The TS-55 REQ is the reason I am looking at getting into Festools. I would also get a CT Midi vac system to accompany this. The only reason I would go this route vs getting the Makita track saw is to get a good dust extraction setup to use with other tools also (Festool and other brands). So is it worth it for dust extraction alone to invest in "The System"? What tools are worth using dust extraction with (router, miter saw, jig saw)?

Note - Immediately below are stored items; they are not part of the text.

PR #4818, opened 2023-04-07
Houdini: Validate VDB Input Node fix error

BigRoy:
## Changelog Description

Fix error report for Validate VDB Input node

## Additional info

Without this code change the plug-in would error when reaching the `raise` statement since the arguments weren't correct for the old class.

## Testing notes:

1. Publish VDB with invalid input node.


BigRoy:
Actually, no. Disregard this. This plug-in appears to be a duplicate of [`ValidateVDBOutputNode`](https://github.com/ynput/OpenPype/blob/d9c67a0bd50fb5c8625632d942c6bf4bf85eb908/openpype/hosts/houdini/plugins/publish/validate_vdb_output_node.py#L6-L5) but then with less validations?

PR #4819, opened 2023-04-07
Houdini: Fix Validate Output Node (VDB)

BigRoy:
## Changelog Description

- Removes plug-in that was a duplicate of this plug-in.
- Optimize logging of many prims slightly (can be improved much more, see todo)
- Fix error reporting like https://github.com/ynput/OpenPype/pull/4818 did

## Additional info

Whether this should refer to **input** or **output** node I'll leave up to discussion but all the plug-ins are named Output Node so I've kept that plug-in name for now.

## Testing notes:

1. Publish VDB with invalid input node, like e.g. a cube instead of VDB.


moonyuet:
I have done the simple test on the vdb cache main. It works well with VDB node.

image

But the validator doesn't error out as I thought when I set the SOP path to geometry

image

the validator works when the SOP path is empty
which also triggers another validator(validate output node) errors out.

image

openpype/hosts/houdini/plugins/publish/validate_vdb_output_node.py
```diff
@@ -56,12 +89,22 @@ def get_invalid(cls, instance):
         nr_of_prims = len(prims)
 
         # All primitives must be hou.VDB
-        invalid_prim = False
+        invalid_prims = []
```
moonyuet, line 92: maybe we need to introduce to check whether the node is VDB type. 
Consider the pseudo code below 
```
        main_node = hou.node(instance.data["instance_node"])
        vdb_path = main_node.evalParm("soppath")
        vdb = hou.node(vdb_path)
        if not isinstance(vdb, hou.VDB):
            cls.log.error("the output object is not VDB type")
            return [node]
```

BigRoy: Isn't that exactly what it's doing by checking whether the primitives are VDB types?
There isn't a "VDB" node type right? There's only the `hou.VDB` geometry type which is exactly what we're checking here.

However, your case of a "grid" passing just fine shouldn't happen so I'll investigate.

BigRoy:
I've made some changes @moonyuet could you try again. I've taken the liberty to improve the validation report itself a bit too. It will now also include the actual issue in the report too. Plus I've added a "Select invalid" action so you can select the ROP or SOP node directly. (It selects the ROP node if the issue is there like no valid sop path set. It selects the SOP node if the issue is in the geometry)

Here's a report screenshot:

afbeelding

I've also tweaked the logic that now it should correctly get the geometry at first frame to test against if your houdini was set to Manual mode for updating.

moonyuet:
the validator works now. 
image

The publish validation report shows why the instance doesn't pass the validator too. The select invalid option displays the debug message of 0 VDB primitive in the Houdini Console.
image

moonyuet (approved):

antirotor (approved):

My current thoughts are getting these tools in the Festool lineup:

TS 55 track saw
ct midi
router? which one is recommended?
sander (don't use this tool much so not sure if its worth the upgrade)
domino?
any others???

I already have good routers, jig saws, sanders, a biscuit joiner so I am looking at where it is worth upgrading these tools primarily for dust collection. Or can I use the existing tools with the CT Midi?


----------



## tutone (Nov 10, 2014)

*Love Festool*

Love my Festool ac and sanders / grinders for working on log homes. The Festools are easier to work with, save $ on disks, and the vac is the best ever!


----------



## rondon (Feb 10, 2010)

I don't use my router that much, but I do love the 1400. At times the hose will plug but it sure does keep the dust down.

I also have the 55 track saw. Was at one of their training classes the first part of Dec and Brain gave us an example of the dust collection.
He had the 75 saw that was battery operated with its own dust bag attached right to the saw. No vac attached. He cut a strip off an 8 ft length of plywood. When emptied the bad he had a good cup full of saw dust collected. Never would of guessed that it prevented that much dust from flying into the air.

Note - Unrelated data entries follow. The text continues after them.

PR #4821, opened 2023-04-08
Settings UI: Allow setting a size hint for text fields

iLLiCiTiT:
## Changelog Description
Text entity have `minimum_lines_count` which allows to change minimum size hint of UI input.

## Additional info
I've used line count as size hint definition because explicit size hint would not work for different resolution on different platforms. This can affect only multiline text.

## Testing notes:
1. Set `"minimum_lines_count"` on multiline text entity in settings schema
2. Open UI and validate the minim size hint is reflected


BigRoy (approved):
Looks good to me.

I wonder whether `minimum_line_count` is the best wording here. Is there a maximum? It kind of sounds like it's a validation rule to the text instead of a size hint for the UI. Should we find a better naming for the key?

iLLiCiTiT:
> Is there a maximum?

Nope, could be added too.

> Should we find a better naming for the key?

Suggestions are welcommed. E.g. `minimum_visible_line`?

BigRoy:
> Suggestions are welcommed. E.g. minimum_visible_lines?

It's not really a minimum right, because the field itself in the UI is of a fixed size. So it's really the line count that the UI just statically shows. E.g. `ui_line_count` of `display_line_count` or `ui_num_visible_lines` or whatever might make more sense? Thoughts?

iLLiCiTiT:
> OR, we should make the field resizable by the user if possible.

I was actually confused when you reported the issue because it does resize on my side when I add lines.

> It's not really a minimum right, because the field itself in the UI is of a fixed size

It is defines minimum of visible lines which affects minimum size hint. So it is minimum... + there can be added maximum of visible lines.

BigRoy:
Ah, if it acts as a minimum for you I suppose the name is fine. For me the multiline textbox UI is of fixed size, both before and after this PR the UI shows like this:

afbeelding

But after the PR the size hint can be used to make it bigger.

Looking at [this comment](https://github.com/ynput/OpenPype/pull/4655#issuecomment-1496124738) by @EmberLightVFX I assume it's also at that 3 line fixed size for him too.

BigRoy:
> With that in mind I could also add maximum lines too, to be able do more magic? Like resize up to maximum lines if minimum lines are not specified, and actually have some default like 30 lines? So it would be small if empty but could resize when needed.

I'd be fine with something like that I suppose. 50 already was quite long as you can see from my earlier screenshot, 25 or 30 should be a decent default max I suppose.

antirotor (approved):

PR #5, opened 2017-04-21
Adding creator to voucher

mamccr:
@eanders I doubt this one is really done. All it's doing is setting up the data, but I wasn't sure if we wanted to display it anywhere. I also struggled with naming a bit on this one. I didn't follow convention for the Voucher -> User relationship, because I wanted to make it clear that the key referenced the creator of the voucher. I'm not sure if it's necessary or more/less confusing. We could easily just call it user and put a comment somewhere. Open to thoughts and feelings about that.


mamccr:
Is this what you had in mind, @eanders ?:

image

eanders:
Exactly.

PR #23, opened 2017-05-26
Stories/130310737 pump history into hmis

dfhoughton:
So I added pry-byebug for the sake of debugging -- it didn't seem there was any debugger yet in this project. The main thing, though, is the task code which populates the report table. See if that seems sane, please.

One thing I had to change from our discussion is that I filtered out "non-initialized" decisions, where these are decisions with nil statuses. It seemed there were a lot of these, but a match only has a current decision, according to the `current_decision` method, if it has initialized decisions, and these are decisions with some status. I figured maybe only initialized decisions were relevant, so I went ahead and filtered out all rows not corresponding to initialized decisions.

This isn't done, but I need to work on something else and hoped you'd have a look at the logic. The main thing that remains is to display the history on the HMIS side, which in principle is just a matter of choosing and arranging the data this code creates.

### DIFF
--- a/app/models/hmis/build_report.rb
+++ b/app/models/hmis/build_report.rb
@@ -1,0 +1,66 @@
+module Hmis
+  class BuildReport
+    def run!
+      # we just flush the whole damned thing every time
+      Hmis::Report.delete_all
+      at = MatchDecisions::Base.arel_table
+      ::Client.joins( :project_client, client_opportunity_matches: :decisions ).preload(
+        :project_client,
+        {
+          client_opportunity_matches: {
+            decisions: %i[
+              decline_reason
+              not_working_with_client_reason
+              administrative_cancel_reason
+            ]
+          }
+        }
+      ).where( at[:status].not_eq nil ).distinct.find_each do |client|
+        client_id = client.project_client.id_in_data_source
+        client.client_opportunity_matches.each do |match|
+          # similar to match.current_decision, but more efficient given that we've preloaded all the decisions
+          decisions = match.decisions.select(&:status).sort_by(&:created_at)
+          next if decisions.empty?
+          current_decision = decisions.last
+          previous_updated_at = nil
+          decisions.each_with_index do |decision, idx|
+            if previous_updated_at
+              elapsed_days = ( decision.updated_at.to_date - previous_updated_at.to_date ).to_i
+            end
+            Hmis::Report.create!(
+              client_id: client_id,
+              match_id: match.id,
+              decision_id: decision.id,
+              decision_order: idx,
+              match_step: decision.step_name,
+              decision_status: current_decision.label,
+              current_step: decision == current_decision,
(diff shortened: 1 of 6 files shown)


app/models/hmis/build_report.rb
```diff
@@ -0,0 +1,66 @@
+module Hmis
+  class BuildReport
+    def run!
+      # we just flush the whole damned thing every time
+      Hmis::Report.delete_all
```
eanders: Checkout the Utility class in the warehouse, let's implement the truncate method, it will be way faster for deletes.

app/models/hmis/build_report.rb
```diff
@@ -0,0 +1,66 @@
+module Hmis
```
eanders: Let's be consistent with the naming, as long and unwieldy as it is and call this module GrdaWarehouse instead of HMIS, which has another meaning in the homeless world and the warehouse.

app/models/hmis/build_report.rb
```diff
@@ -0,0 +1,66 @@
...
+  class BuildReport
+    def run!
+      # we just flush the whole damned thing every time
+      Hmis::Report.delete_all
+      at = MatchDecisions::Base.arel_table
```
eanders: I have a new pattern for these, not completely necessary, but I'm liking md_t (MatchDecision_Table) instead of the hard to determine which arel_table we're dealing with `at`.

app/models/hmis/build_report.rb
```diff
@@ -0,0 +1,66 @@
...
+              not_working_with_client_reason
+              administrative_cancel_reason
+            ]
+          }
+        }
+      ).where( at[:status].not_eq nil ).distinct.find_each do |client|
+        client_id = client.project_client.id_in_data_source
+        client.client_opportunity_matches.each do |match|
+          # similar to match.current_decision, but more efficient given that we've preloaded all the decisions
+          decisions = match.decisions.select(&:status).sort_by(&:created_at)
```
eanders: You probably checked this, but I'm not sure if you want to sort on created_at or id, or something else...

app/models/hmis/build_report.rb
```diff
@@ -0,0 +1,66 @@
...
+            end
+            Hmis::Report.create!(
+              client_id: client_id,
+              match_id: match.id,
+              decision_id: decision.id,
+              decision_order: idx,
+              match_step: decision.step_name,
+              decision_status: current_decision.label,
+              current_step: decision == current_decision,
+              decline_reason: explain( decision, :decline_reason ),
```
eanders: Nice!  I like having only one of these instead of needing the "other" too.

lib/tasks/hmis.rake
```diff
@@ -0,0 +1,10 @@
+namespace :hmis do
+  
+  desc "pump the latest client matches and decisions into the HMIS database"
```
eanders: maybe "pump all client matches..."

PR #27, opened 2017-06-14
Stories/130310737 pump history into hmis

eanders:


app/models/hmis/base.rb
```diff
@@ -0,0 +1,6 @@
+module Hmis
```
eanders: module should be Warehouse not Hmis

app/models/hmis/build_report.rb
```diff
@@ -0,0 +1,66 @@
...
+            if previous_updated_at
+              elapsed_days = ( decision.updated_at.to_date - previous_updated_at.to_date ).to_i
+            end
+            Hmis::Report.create!(
+              client_id: client_id,
+              match_id: match.id,
+              decision_id: decision.id,
+              decision_order: idx,
+              match_step: decision.step_name,
+              decision_status: current_decision.label,
```
eanders: Should this be decision.label?

app/models/hmis/report.rb
```diff
@@ -0,0 +1,6 @@
+# for writing latest state of matches X decisions into HMIS database
+module Hmis
+  class Report < Base
```
eanders: Let's call this Warehouse::CasReport

app/models/warehouse/build_report.rb
```diff
@@ -0,0 +1,66 @@
...
+              not_working_with_client_reason
+              administrative_cancel_reason
+            ]
+          }
+        }
+      ).where( at[:status].not_eq nil ).distinct.find_each do |client|
+        client_id = client.project_client.id_in_data_source
+        client.client_opportunity_matches.each do |match|
+          # similar to match.current_decision, but more efficient given that we've preloaded all the decisions
+          decisions = match.decisions.select(&:status).sort_by(&:created_at)
```
dfhoughton: This is not actually redundant. The query ignores clients that have only decisions with null statuses, but the preload then fetches in *all* decisions, so we pare them out here.

dfhoughton:
So I think this is ready to merge. I renamed some files and that obliterated the useful comments you had put there, but I think there weren't too many things to account for.

PR #29, opened 2017-07-24
Stories/translations interface 148903391

everestwitman:


app/controllers/admin/translation_keys_controller.rb
```diff
@@ -0,0 +1,94 @@
+module Admin
+  class TranslationKeysController < ApplicationController
+    # before_action :require_can_edit_translations!
```
eanders: Should this be commented out?

PR #47, opened 2017-10-25
Priority calculation

peterclark:


app/models/cas/update_clients.rb
```diff
@@ -56,6 +56,26 @@ def run!
               c.update_attributes(pc_attr)
```
eanders: Let's avoid the super efficient (and arguably easy to read) straight SQL update here.  We're already updating client on line 56, so we can use ruby to calculate the vispdat_priority_score and throw it on the fields to update.

peterclark: done.

PR #49, opened 2017-10-31
add last_seen rule

peterclark:


eanders:
@peterclark this will also need the field added to the update_clients task.

PR #93, opened 2018-05-02
Stories/form for deidentified client 156732902

everestwitman:


app/controllers/deidentified_clients_controller.rb
```diff
@@ -0,0 +1,66 @@
...
+  
+  def new
+    @deidentified_client = deidentified_client_source.new 
+  end
+  
+  def edit
+  end
+
+  def update
+    clean_params = clean_params(deidentified_client_params)
```
eanders: This needs to check the can change cohorts permission and remove the cohorts parameter if you can't.

app/controllers/deidentified_clients_controller.rb
```diff
@@ -0,0 +1,66 @@
...
+    end
+    
+    def append_client_identifier dirty_params
+      dirty_params[:last_name] = "Anonymous - #{dirty_params[:client_identifier]}"
+      dirty_params[:first_name] = "Anonymous - #{dirty_params[:client_identifier]}"
+      dirty_params
+    end
+    
+    def reject_empty_cohort_ids dirty_params
+      dirty_params[:active_cohort_ids].reject! { |r| r.blank? }
```
eanders: @everestwitman Looks like create doesn't work if you don't have access to manage cohort ids on de-identified clients.  It will need a rescue or try here.

PR #96, opened 2018-05-09
two tabs for available and unavailable clients

everestwitman:


eanders:
I pulled this in manually since it needed some additional work to be compatible with the route-model branch.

I also have the Kapex hooked up their ct36. You will get a little dust falling straight down, but again you will not have dust flying in the air. Not afraid to set it up in a finished room and use it and not worry about dust everywhere.

Same can be said about their sanders.


----------



## Rustbucket (May 22, 2009)

Start with the track saw at vac, and upgrade as you need. Their sanders are very good at collecting the dust, though. Routers are supposed to have good collection, and have a lot of cool accessories, but I don't have any experience with them personally.


----------



## aaron_a (Dec 18, 2013)

The sanders are great. I have the ro125 and ets125 and am planning on picking up a detail sander at some point. It's great being able to sand inside and not have to wear a mask. You can sand all day and not have any dust on you.

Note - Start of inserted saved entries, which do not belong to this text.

Issue #13, opened 2017-05-15
Add additional attributes to units


eanders:
CAS Supports requirements at various levels of the vacancy tree, Sub-Grantee, Program, and Service, for example, but needs some more granularity at the unit level.  Specifically, some units have attributes that make them more appropriate for some clients.  We would like to support the following attributes on units:

- [ ] Ground Floor
- [ ] Wheelchair accessible
- [ ] Occupancy (variable 1-10)
- [ ] Household with Children
- [ ] Number of bedrooms
- [ ] Target population (Youth, Family, Individual)
 
Expose these attributes:

- [ ] On the unit edit page (this is where the ability add/remove requirements should be)
- [ ] On any match that includes it
- [ ] On the voucher lists that include the unit

Add supporting columns to `ProjectClient` and `Client`

- [ ] requires_ground_floor (boolean, default: false, null: false)
- [ ] requires_wheelchair_accessibility (boolean, default: false, null: false)
- [ ] required_number_of_bedrooms (integer, default: 1, null: false)

To accomplish the above, units need to `has_many :requirements`.  This should follow the same pattern of requirements for buildings.  The "attributes" listed above then become new rules that match the supporting columns added to `Client`.  Finally, any rules coming directly from the unit should show in a block on matches involving the unit in the top summary section, and on the voucher list page as noted.

eanders:
This should also influence the match rules, and get rolled-into an opportunity.  For example, If a unit is Wheelchair Accessible, the opportunity should require that the client need a wheelchair accessible unit.

PR #101, opened 2018-05-29
Add additional attributes to units

giverm:
Adds the following attributes to ```Unit```
- ground_floor
- wheelchair_accessible
- occupancy
- number_of_bedrooms
- target_population

Exposes attributes to views, adds  supporting columns to ```ProjectClient``` and ```Client```, and adds rules for matching on ground_floor, wheelchair_accessible, and number_of_bedrooms.

PR for issue: https://github.com/greenriver/boston-cas/issues/13

### DIFF
--- a/app/models/opportunity_details/via_voucher.rb
+++ b/app/models/opportunity_details/via_voucher.rb
@@ -7,7 +7,43 @@ module OpportunityDetails
     def unit_name
       voucher.unit.try :name
     end
-    
+
+    def unit_on_ground_floor?
+      return nil unless voucher.unit
+      voucher.unit.ground_floor? ? "Yes" : "No"
+    end
+
+    def unit_is_wheelchair_accessible?
+      return nil unless voucher.unit
+      voucher.unit.wheelchair_accessible? ? "Yes" : "No"
+    end
+
+    def unit_occupancy
+      return nil unless voucher.unit
+      voucher.unit.occupancy
+    end
+
+    def unit_bedrooms
+      return nil unless voucher.unit
+      voucher.unit.number_of_bedrooms
+    end
+
+    def unit_target_population
+      return nil unless voucher.unit
+      voucher.unit.target_population.titleize
+    end
+
+    def unit_details
+      return nil unless voucher.unit
+      [
+        "Ground Floor: #{unit_on_ground_floor?}",
+        "Wheelchair Accessible: #{unit_is_wheelchair_accessible?}",
+        "Occupancy: #{unit_occupancy}",
+        "Bedrooms: #{unit_bedrooms}",
+        "Target Population: #{unit_target_population}",
+      ]
+    end
+
     def building_name
       voucher.building.try :name
     end
@@ -21,11 +57,11 @@ module OpportunityDetails
       return nil if voucher.building.nil?
       voucher.building.map_link
     end
-    
+
     def program_name
       voucher.sub_program&.program&.name
     end
-    
+
     def sub_program_name
       voucher.sub_program&.name
     end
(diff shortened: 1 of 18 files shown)


giverm:
WIP

app/models/opportunity_details/via_voucher.rb
```diff
@@ -7,7 +7,43 @@ class ViaVoucher < Base
     def unit_name
       voucher.unit.try :name
     end
-    
+
+    def unit_on_ground_floor?
```
eanders: These should all be defined in the base class and return nil.  Since these require a unit they should be re-defined in `app/models/opportunity_details/via_unit.rb` where you won't need `return nil unless voucher.unit`

app/models/unit.rb
```diff
@@ -47,4 +52,8 @@ def self.associations_adding_requirements
   def self.associations_adding_services
     [:building]
   end
+
+  def self.target_population_select_array
```
eanders: Generally we'll name these something like `available_target_populations`  That way when it becomes a hash at a later date we don't have to rename it.

app/views/unit_for_building/_edit_form.html.haml
```diff
@@ -3,10 +3,15 @@
   .form-inputs.margin-top-02
     = f.input :available, as: :boolean
     = f.input :name, label: "#{Unit.model_name.human} name"
-        
+    = f.input :occupancy, collection: 1..10, include_blank: false
```
eanders: This seems small, but the collection should come from the unit `Unit.available_occupancies` which should also be used in the validation.  That way it all lines up if we decide to limit to 5 or increase to 15.  Same goes for the # of bedrooms below.

app/views/units/_form.html.haml
```diff
@@ -5,14 +5,18 @@
...
-        This unit is involved in a 
+      %p
+        This unit is involved in a
         = "#{link_to 'match', match_path(@unit.active_match)}, it's availability cannot be adjusted, nor can it be moved to another site.".html_safe
     %label.margin-bottom-00 Is the Unit Available?
     = f.input :available, disabled: disabled
     = f.association :building, label_method: :name, disabled: disabled, label: "#{Building.model_name.human}"
     = f.input :name
-        
+    = f.input :occupancy, collection: 1..10, include_blank: false
```
eanders: This seems like a great candidate for a partial.  This is the third copy of it.

db/migrate/20180528160945_add_attributes_to_units.rb
```diff
@@ -0,0 +1,9 @@
+class AddAttributesToUnits < ActiveRecord::Migration
+  def change
+    add_column :units, :ground_floor, :boolean
+    add_column :units, :wheelchair_accessible, :boolean
+    add_column :units, :occupancy, :integer, default: 1
+    add_column :units, :number_of_bedrooms, :integer
```
eanders: Let's default this to 1 as well.

db/rules.csv
```diff
@@ -53,4 +53,6 @@ VispdatScoreThreeOrLess,VI-SPDAT score of 3 or less,have
 VispdatScoreFourToSeven,VI-SPDAT score of 4 to 7,have
 VispdatScoreEightOrMore,VI-SPDAT score of 8 or more,have
 EnrolledInHmisProject,Enrolled in specified HMIS Project,be
-ActiveInCohort,Active in specified Cohort,be
\ No newline at end of file
+ActiveInCohort,Active in specified Cohort,be
+RequiringWheelchairAccessibility,Requiring wheelchair accessibility,be
```
eanders: These should read well. "Must be Requiring wheelchair accessibility" doesn't quite sound right to me.  How about "Must be wheelchair accessible", so this becomes `RequiringWheelchairAccessibility,Wheelchair accessible,be` and `RequiringGroundFloor,Ground floor accessible,be`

I'd like to pick up a 1400 router at some point too. I just bought a makita that had dc hookup, but it's completely useless in that regard.


----------



## WarnerConstInc. (Jan 30, 2008)

I like my of 1400, but I never hook it up to my ct. The hose is mostly a pia to deal with.

It does get a lot of the chips though.


----------



## Jaxyaks (Nov 7, 2014)

You can use their vac with other tools, plug the tool into the vac and turn the vac to auto and it will work the same as it does with the Festools. We have a couple of sanders, and the t55 and a pair of midis. We use the Midi's hooked up it the dewalt mitre and portable table saw all the time


----------



## JFM constr (Jul 26, 2014)

I did the jump you are thinking for the same reason .I would say in it has been well worth it ,it all works well ,saves time etc . I use the 55 way more then the 75 . I have the 1400 router also,do not know what there comparing dust collection on it to but to me it is like an add on feature . i have a dewalt plunge with much better collection .I probable have 1400$ into the 1400 with all the attachments and it is a good router ,But i hear the other ones have better features.The vacuums do not fall over , my mini can plug the hose[i have the old one] but does an excellent job with sanders . I have both of the Domino's -do not know what you do or how you work but they have been extremely valuable .There are more powerful and faster sanders out there but these are good well made machines .Once I went down the dust collection road it becomes more and more important .oh kapex and dust collection -it's ok ,I taped flaps on my dewalt mitersaw and it does just as good a job . I now do less trim and more general carpentry ,i have 3 vacs ,two trac saws ,kapex ,2 sanders ,the 1400 router and both dominos . if i can help with info ask .
Like most people i have many other brands .It is not the end all and when i saw Mafell tools I new festool was not the best .


----------



## bcradio (Apr 3, 2008)

Jaxyaks said:


> You can use their vac with other tools, plug the tool into the vac and turn the vac to auto and it will work the same as it does with the Festools. We have a couple of sanders, and the t55 and a pair of midis. We use the Midi's hooked up it the dewalt mitre and portable table saw all the time


Do you trip the breakers much? I think my table saw and my miter saws are all 15 amps. I don't see too many 20 amp plugs as compared to 15 amp.


----------



## duburban (Apr 10, 2008)

If i could go back in time I'd own less Festool gear. Its all great but dang I blew some dough! 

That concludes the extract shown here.